Partial stores (PSTs) perform sub-32-bit writes into the scdata array. A partial store is executed as a read-modify-write operation. In the first step, the cache line is read and merged with the write data. It is then saved in the miss buffer. The cache line is written into the scdata array in the second pass of the instruction through the pipe.

• Three types of atomic instructions are processed by the L2 cache—loadstore unsigned byte (LDSTUB), SWAP, and compare and swap (CAS). These instructions require two passes down the L2 cache pipeline.

• The following I/O instructions from the J-Bus interface (JBI) are processed by the L2 cache:

• RD64 (block read) — Goes through the L2 cache pipe like a regular load from the CPU. On a hit, 64 bytes of data are returned to the JBI. On a miss, the L2 cache does not allocate but sends a non-allocating read to the DRAM. It gets 64 bytes of data from the DRAM and sends the data directly to the JBI (read-once data only) without installing it in the L2 cache. The CTAG (the instruction identifier) and the 64-byte data are returned to the JBI on a 32-bit interface.

• WRI (write invalidate) — Accepts a 64-byte write request and looks up tags as it goes through the pipe. Upon a tag hit, invalidates the entry and all primary cache entries that match. Upon a tag miss, does nothing (it just continues down the pipe) to maintain the order. The CTAG is returned to the JBI when the processor sends an acknowledgment to the cache line invalidation request sent over the CPX. After the instruction is retired from the pipe, 64 bytes of data are written to the DRAM.

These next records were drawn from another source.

PR #5518, opened 2023-01-30
Include optimism in the list of hidden imports

yabirgb:
Add optimism to the list of hidden imports


LefterisJP (approved):
LGTM. Thanks @yabirgb

PR #5519, opened 2023-01-30
fix: several things in frontend

lukicenturi:
Closes #(issue_number)

## Checklist

- [x] Adjust db upgrade & data migration messages
- [x] Address migration will wait until user are really logged in

### DIFF
--- a/frontend/app/src/components/status/notifications/NotificationPopup.vue
+++ b/frontend/app/src/components/status/notifications/NotificationPopup.vue
@@ -20,22 +20,24 @@ const dismissAll = async () => {
   set(visibleNotification, { ...get(visibleNotification), display: false });
 };
 
-watch(
-  queue,
-  () => {
-    const data = [...get(queue)];
-    if (!get(visibleNotification).display && data.length > 0) {
-      const next = data.shift();
-      if (!next) {
-        return;
-      }
-      nextTick(() => {
-        set(visibleNotification, next);
-      });
+const checkQueue = () => {
+  const data = [...get(queue)];
+  if (!get(visibleNotification).display && data.length > 0) {
+    const next = data.shift();
+    if (!next) {
+      return;
     }
-  },
-  { deep: true }
-);
+    nextTick(() => {
+      set(visibleNotification, next);
+    });
+  }
+};
+
+watch(queue, checkQueue, { deep: true });
+
+onMounted(() => {
+  checkQueue();
+});
 
 const { t } = useI18n();
 </script>
--- a/frontend/app/src/locales/en.json
+++ b/frontend/app/src/locales/en.json
@@ -1003,10 +1003,10 @@
     "newly_detected": {
       "accept_selected": "Accept selected tokens",
       "ignore_selected": "Ignore selected tokens",
+      "seen_during": "Seen during",
       "select_deselect_all_tokens": "Select/deselect all tokens",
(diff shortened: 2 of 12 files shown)


kelsos:
So what I see when I check out and run locally is the following

image

At least the second error is because of `notify` which for some reason is undefined

frontend/app/src/store/blockchain/accounts/migrate.ts
```diff
@@ -0,0 +1,99 @@
...
+    watch(logged, logged => {
+      checkLoggedStatus(logged);
+    });
+
+    return {
+      migratedAddresses,
+      upgradeMigratedAddresses
+    };
+  }
+);
```
kelsos, line 99: missing the hot-reload part at the end of the store.

frontend/app/src/store/blockchain/accounts/migrate.ts
```diff
@@ -0,0 +1,99 @@
...
+  type Notification,
+  NotificationCategory,
+  Severity
+} from '@rotki/common/lib/messages';
+import { type MigratedAddresses } from '@/types/websocket-messages';
+import { useSessionAuthStore } from '@/store/session/auth';
+import { startPromise } from '@/utils';
+import { useNotificationsStore } from '@/store/notifications';
+
+export const useAccountMigration = defineStore(
```
kelsos, line 12: can we rename it to `useAccountMigrationStore`?

I have a template I created in WebStorm to generate the template for a store.
It still requires some manual interaction in nested ones but I can share it if you want.

LefterisJP:
> So what I see when I check out and run locally is the following
> 
> image
> 
> At least the second error is because of `notify` which for some reason is undefined

I also see this.

LefterisJP (commented):
Another thing I see is 



As I said in discord it should say "Data migration 8 is running". Not 8 - 8.

frontend/app/src/locales/en.json
```diff
@@ -1003,10 +1003,10 @@
     "newly_detected": {
       "accept_selected": "Accept selected tokens",
       "ignore_selected": "Ignore selected tokens",
+      "seen_during_or_tx_origin": "Seen during / Tx origin",
```
LefterisJP, line 1006:
```suggestion
      "seen_during": "Seen during",
```

LefterisJP (commented):
This should be a simple "Seen during" as per the review. "Seen during" easily applies also to tx_hashes

frontend/app/src/store/blockchain/accounts/migrate.ts
lukicenturi: sure I can try the template

lukicenturi:
> Another thing I see is
> 
> 
> 
> As I said in discord it should say "Data migration 8 is running". Not 8 - 8.

Updated

frontend/app/src/components/status/notifications/NotificationPopup.vue
```diff
@@ -20,22 +20,24 @@ const dismissAll = async () => {
...
+      set(visibleNotification, next);
+    });
+  }
+};
+
+watch(queue, checkQueue, { deep: true });
+
+onMounted(() => {
+  checkQueue();
+});
```
lukicenturi, line 40: This should fix the issue where the popup of notification for the evm address migration, appear late.

PR #5520, opened 2023-01-30
Moves asset update flow directly after login

kelsos:
Closes #(issue_number)

## Checklist

## TODO

- [x] Check if the settings component still works
- [x] Check if it works for a non-premium account
- [x] Check if skip still still works as expected


LefterisJP (approved):
LGTM. Functionality looks okay to me. Left a comment also in discord: ` to find a way to clean this up (localstorage) between upgrades?`

But other than that all good.

kelsos:
> LGTM. Functionality looks okay to me. Left a comment also in discord: ` to find a way to clean this up (localstorage) between upgrades?`
> 
> But other than that all good.

I need to think about it a bit. Probably it would make sense to also include at least the major.minor version combination in the key, and on start check and cleanup the rest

• WR8 (partial line write) — Supports the writing of any subset of eight contiguous bytes to the scdata array by the JBI. Does a two-pass partial store if an odd number of byte enables are active or if there is a misaligned access; otherwise, does a regular store. On a miss, data is written into the scdata cache and a directory entry is not created. The CTAG is returned to the JBI when the processor sends an acknowledgment to the cache line invalidation request sent over the CPX.

• Eviction — Sends a request to the DRAM controller to bring the cache line from the main memory after a load or a store instruction miss in the L2 cache.

• Fill — Issued following an eviction after an L2 cache store or load miss. The 64-byte data arrives from the DRAM controller and is stored in the fill buffer. Data is read from the fill buffer and written into the L2 cache scdata array.

• L1 cache invalidation — Invalidates the four primary cache entries as well as the four L2 cache directory entries corresponding to each primary cache tag entry. Is issued whenever the CPU detects a parity error in the tags of I-cache or D-cache.

• Interrupts — When a thread wants to send an interrupt to another thread, that interrupt is sent through the L2 cache. The L2 cache treats the thread like a bypass. After a decode, the L2 cache sends the instruction back to destination CPU if it is a interrupt.

• Flush — The OpenSPARC T1 processor requires the FLUSH instruction. Whenever a self-modifying code is performed, the first instruction at the end of the self-modifying sequence should come from a new stream. An interrupt with br = 1 is broadcast to all CPUs. (Such an interrupt is issued by a CPU in response to a FLUSH instruction.) A flush stays in the output queue until all eight receiving queues are available. This is a total store order (TSO) requirement.

B.2.3 L2 Cache Pipeline

L2 cache pipeline — The L2 cache processes three main types of instructions:

• Requests from a CPU by way of the PCX. Instructions include load, streaming load, ifetch, pre-fetch, store, streaming store, block store, block init store, atomics, interrupt, and flush.

• Requests from the I/O by way of the JBI. Instructions include block read (RD64), write invalidate (WRI), and partial line write (WR8).